Now you can provide extension for any/all of method which you are interested.

Stage 2:

You now refer your implementation of TryAddWithNoTimeValidation instead of default.

I can give you an alternate version of TryAddWithNoTimeValidation which safely continue without throwing OperationCancellation exception.

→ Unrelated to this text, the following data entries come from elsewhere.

Issue #297, opened 2018-08-15
Don't show team options when you aren’t on a team subscription


jasonzurita:
When a user has an individual subscription, and that user clicks to remove themselves from their own team, that user will disassociate their subscription from themselves - i.e., lose their subscription. The remove option should either be changed or removed to prevent accidentally losing a subscription (like I did 😬).

---

![screen shot 2018-08-15 at 3 19 59 pm](https://user-images.githubusercontent.com/13800855/44168493-794af580-a09f-11e8-9a26-9e103413cad6.png)

mbrandonw:
Good find, we'll have a fix soon!

mbrandonw:
It's pretty small effort. I'll give a few hints and if yer down to try then please do!

* This is the view that renders that lil fragment of HTML.
https://github.com/pointfreeco/pointfreeco/blob/48e85043005966cefb871b1622a12d29e5f24760/Sources/PointFree/Account/Account.swift#L538-L556

* That view is rendered inside this view, which stacks all of the team subscription related stuff on top of each other:
https://github.com/pointfreeco/pointfreeco/blob/48e85043005966cefb871b1622a12d29e5f24760/Sources/PointFree/Account/Account.swift#L325-L346

* And finally that view is rendered inside this view, which does the logic to check if it's the subscription owner viewing this page or not:
https://github.com/pointfreeco/pointfreeco/blob/48e85043005966cefb871b1622a12d29e5f24760/Sources/PointFree/Account/Account.swift#L314-L323

* The bug is that we only check `data.isSubscriptionOwner`, but what we really want to check is if the user is the owner of the subscription _and_ the subscription is a team subscription. Individual subscriptions can just fallthrough to the next conditional.

* That `isSubscriptionOwner` helper is defined here, and so we just need a new helper to describe the logic that we actually want:
https://github.com/pointfreeco/pointfreeco/blob/48e85043005966cefb871b1622a12d29e5f24760/Sources/PointFree/Account/Account.swift#L767-L769

If you end up fixing this bug you will also need to fix the tests. That should mean just running the `AccountTests` in record mode and verifying that everything looks correct. 

Wanna give it a shot?

jasonzurita:
This is such a great breakdown, thanks. I will start digging into this and give it a shot!

With that said, I am sure you would be able to fix this a lot faster than that I will be able to, so please don't let me hold you back from getting this fixed sooner.

mbrandonw:
[...]

PR #304, opened 2018-08-23
Don't show team options when you aren’t on a team subscription

jasonzurita:
Resolves https://github.com/pointfreeco/pointfreeco/issues/297

rr @mbrandonw


Sources/PointFree/Account/Account.swift
```diff
@@ -767,4 +767,9 @@ private struct AccountData {
   var isSubscriptionOwner: Bool {
     return self.currentUser.id == self.subscriptionOwner?.id
   }
+
+  var isTeamSubscription: Bool {
+    guard let id = stripeSubscription?.plan.id else { return false }
+    return id == Tagged.teamMonthly || id == Tagged.teamYearly
```
mbrandonw: is it possible to drop the `Tagged` type from these?

Sources/PointFreeTestSupport/PointFreeTestSupport.swift
```diff
@@ -26,6 +26,10 @@ extension Environment {
     |> (\Environment.database.fetchSubscriptionTeammatesByOwnerId) .~ const(pure([.mock]))
     |> \.database.fetchTeamInvites .~ const(pure([.mock]))
     |> \.stripe.fetchSubscription .~ const(pure(.teamYearly))
+
+  public static let individualMonthly = mock
+    |> (\Environment.database.fetchSubscriptionTeammatesByOwnerId) .~ const(pure([.mock]))
```
mbrandonw: you should be able to drop the `Environment` from this key path.

Sources/PointFree/Account/Account.swift
```diff
@@ -767,4 +767,9 @@ private struct AccountData {
   var isSubscriptionOwner: Bool {
     return self.currentUser.id == self.subscriptionOwner?.id
   }
+
+  var isTeamSubscription: Bool {
+    guard let id = stripeSubscription?.plan.id else { return false }
```
mbrandonw: can you use `self.stripeSubscription`? we like explicit `self`s.

Sources/PointFree/Account/Account.swift
jasonzurita: yes! I ran into some issues with the type checker with an earlier version, and I accidentally left them in :(.

Sources/PointFree/Account/Account.swift
mbrandonw: we like the distinction between local/global/instance vars more than being explicit about capture. and there's not a single class in the entire Point-Free code base so no risk of capture!

jasonzurita: ahh, got ya — thanks, and the beauty of not being tied to Cocoa/Cocoa Touch!

mbrandonw:
Awesome, this looks great! Gonna merge and deploy now...

PR #305, opened 2018-09-05
Fix for subscription owners to remove themselves

mbrandonw:
### What

Fixes the issue we saw today. This more correctly computes who the owner of the subscription is so that they can still manage the team even when they remove themselves from the subscription.


Sources/PointFree/Auth.swift
```diff
@@ -86,8 +86,8 @@ public func currentSubscriptionMiddleware<A, I>(
     )
     ?? throwE(unit)
 
-  return (userSubscription.run.parallel <|> ownerSubscription.run.parallel)
-    .sequential
+  return (userSubscription <|> ownerSubscription)
+    .run
```
mbrandonw: this was causing a race condition in my tests. not sure why I raced the parallels instead of using the first success of `EitherIO`.

mbrandonw: maybe we need `EitherPar<E, A>`

PR #311, opened 2018-09-27
Upgrade Sourcery to 0.15.0

mbrandonw:
This fixes a bunch of bugs with Sourcery and Swift 4.2

I also had to make some changes to our `DerivePartialIsos.stencil`. It's _still_ not perfect, but I was able to hack it to work. I'd love to get rid of Sourcery for this and just use SwiftSyntax.


.sourcery-templates/DerivePartialIsos.stencil
```diff
@@ -9,8 +9,8 @@ import Prelude
 
       extension PartialIso where A == (
         {% for value in case.associatedValues %}
-          {% if value.type %}
-            {{ value.type.globalName }}{% if value.typeName.isOptional %}?{% endif %}
+          {% if value.type and value.type.parent %}
+            {{ value.type.name }}
```
mbrandonw: this is the only real change in this diff...

there are two places you can get a type name it seems, `value.type.name` and `value.typeName`. The latter omits generics and the former omits nested types. Let's just pray we never have nested generic types :/

PR #317, opened 2018-10-04
Podcast RSS final touches

mbrandonw:
This should be everything we need to launch the feature, other than some data entry.


Sources/PointFree/AtomFeed.swift
```diff
@@ -153,7 +167,7 @@ that day!
     description: description(episode: episode),
     dublinCore: .init(creators: ["Brandon Williams", "Stephen Celis"]),
     enclosure: enclosure(episode: episode),
-    guid: url(to: .episode(.left(episode.slug))),
+    guid: String(describing: episode.freeSince ?? episode.publishedAt),
```
mbrandonw: using the episodes free date / published date as the GUID allows us to create a new entry for episodes that were subscriber only and then switched to free.

Sources/PointFree/AtomFeed.swift
```diff
@@ -183,7 +197,14 @@ public extension Application {
 
 public func respond<A>(_ view: View<A>, contentType: MediaType = .html) -> Middleware<HeadersOpen, ResponseEnded, A, Data> {
   return { conn in
-    conn |> respond(body: view.rendered(with: conn.data), contentType: contentType)
+    conn
+      |> respond(
+        body: view.rendered(
+          with: conn.data,
+          config: Current.envVars.appEnv == .testing ? .pretty : .compact
```
mbrandonw: pretty printing for our atom feed tests

Sources/PointFree/EnvVars.swift
```diff
@@ -20,8 +20,9 @@ public struct EnvVars: Codable {
 
   public enum AppEnv: String, Codable {
     case development
-    case staging
     case production
+    case staging
+    case testing
```
mbrandonw: added a `testing` case so that we could pretty print only for tests. we could prob also get rid of staging.

Sources/PointFree/Episode/Episode.swift
```diff
@@ -28,9 +28,9 @@ public struct Episode {
   public init(
     blurb: String,
     codeSampleDirectory: String,
-    id: Id,
     exercises: [Exercise],
     fullVideo: Video? = nil,
+    id: Id,
```
mbrandonw: somehow this got out of order, had to fix all the episodes too

Sources/PointFree/FeatureFlags.swift
```diff
@@ -12,9 +12,12 @@ extension Array where Element == Feature {
...
-    return
-      feature.isEnabled
-        || (feature.isAdminEnabled && user?.isAdmin == .some(true))
+    return self
+      .first(where: { $0.name == feature.name })
+      .map {
+        $0.isEnabled
+          || ($0.isAdminEnabled && user?.isAdmin == .some(true))
+      }
+      ?? false
```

My suggestion is to implement this functionality by encapsulating an asynchronous queue, like the BufferBlock<T> class from the TPL Dataflow library. This class is a thread-safe container intended for producer-consumer scenarios, and supports backpressure (BoundedCapacity) just like the BlockingCollection<T> class. Being asynchronous means that the corresponding Add/Take methods (SendAsync/ReceiveAsync) return tasks. These tasks store the event of a cancellation as an internal state, that can be queried with the IsCanceled property, so throwing exceptions internally can be avoided. Propagating this state with exceptions can also be avoided, by waiting the tasks using a exception-suppressing continuation (ContinueWith). Here is an implementation:

/// <summary>
/// A thread-safe collection that provides blocking and bounding capabilities.
/// The cancellation is propagated as a false result, and not as an exception.
/// </summary>
public class CancellationFriendlyBlockingCollection<T>
{
    private readonly BufferBlock<T> _bufferBlock;

    public CancellationFriendlyBlockingCollection()
    {
        _bufferBlock = new BufferBlock<T>();
    }

    public CancellationFriendlyBlockingCollection(int boundedCapacity)
    {
        _bufferBlock = new BufferBlock<T>(new() { BoundedCapacity = boundedCapacity });
    }

    public bool TryAdd(T item, CancellationToken cancellationToken = default)
    {
        if (cancellationToken.IsCancellationRequested) return false;
        if (_bufferBlock.Post(item)) return true;
        Task<bool> task = _bufferBlock.SendAsync(item, cancellationToken);
        WaitNoThrow(task);
        if (!task.IsCompletedSuccessfully) return false;
        return task.Result;
    }

    public bool TryTake(out T item, CancellationToken cancellationToken = default)
    {
        if (cancellationToken.IsCancellationRequested) { item = default; return false; }
        if (_bufferBlock.TryReceive(out item)) return true;
        Task<T> task = _bufferBlock.ReceiveAsync(cancellationToken);
        WaitNoThrow(task);
        if (!task.IsCompletedSuccessfully) return false;
        item = task.Result; return true;
    }

    public IEnumerable<T> GetConsumingEnumerable(
        CancellationToken cancellationToken = default)
    {
        while (TryTake(out var item, cancellationToken)) yield return item;
    }

    public void CompleteAdding() => _bufferBlock.Complete();
    public bool IsCompleted => _bufferBlock.Completion.IsCompleted;
    public int Count => _bufferBlock.Count;

    // Wait the task to complete without throwing exceptions
    private static void WaitNoThrow(Task task)
    {
        if (task.IsCompleted) return;
        task.ContinueWith(_ => { }, default,
            TaskContinuationOptions.ExecuteSynchronously |
            TaskContinuationOptions.DenyChildAttach, TaskScheduler.Default).Wait();
        Debug.Assert(task.IsCompleted);
    }
}

Performance: The CancellationFriendlyBlockingCollection.TryTake method can be invoked with a canceled CancellationToken in a loop with a frequency of about 15,000,000 times per second in my PC (on a single thread). For comparison the frequency of the BlockingCollection<T>.Take under the same conditions is about 20,000 times per second.

You might be tempted to replace the BufferBlock<T> with a more modern asynchronous queue like the Channel<T>. In that case please make sure to read this question first, in order to be aware about a leaky behavior of this class, under specific conditions.